Mensurar valor de marca nunca foi fácil, tanto que as 2 maiores consultorias de marca do mundo — MillwardBrown e InterBrand — mostram números divergentes, já que cada uma tem sua própria metodologia. Para chegar a lista, levou-se em conta uma série de fatores: 1) os números das consultorias; 2)  valor de mercado; 3) oscilação no preço das ações na bolsa; 4) comparação de faturamento entre 2009 e 2010; 5) quantidade de notícias negativas na mídia. [Melhor explicado aqui.] Vamos à lista!

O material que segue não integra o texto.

PR #1204, opened 2019-05-24
support set oss bucket stroage class

huiguangjun:


alicloud/resource_alicloud_oss_bucket.go
```diff
@@ -204,8 +204,10 @@ func resourceAlicloudOssBucket() *schema.Resource {
 				Computed: true,
 			},
 			"storage_class": {
-				Type:     schema.TypeString,
-				Computed: true,
+				Type:         schema.TypeString,
+				Default:      oss.StorageStandard,
+				Optional:     true,
```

1) BRITISH PETROLEUM: -100%
Valor de marca antes: $20 bilhões
Valor de marca agora: $0

Provavelmente, nenhuma empresa prejudicou tanto o planeta como o vazamento de óleo da BP no Golfo do México que durou quase 2 meses e despejou cerca de 2,5 milhões de litros de óleo por dia. Os números são impressionantes. O prejuízo não foi só para a empresa, que gastou mais de $350 milhões pra conter o vazamento (sem contar a plataforma destruída que custa mais ou menos isso também), mas para o planeta também. O desastre ameaça várias atividades econômicas que antes movimentam $1,6 bilhão.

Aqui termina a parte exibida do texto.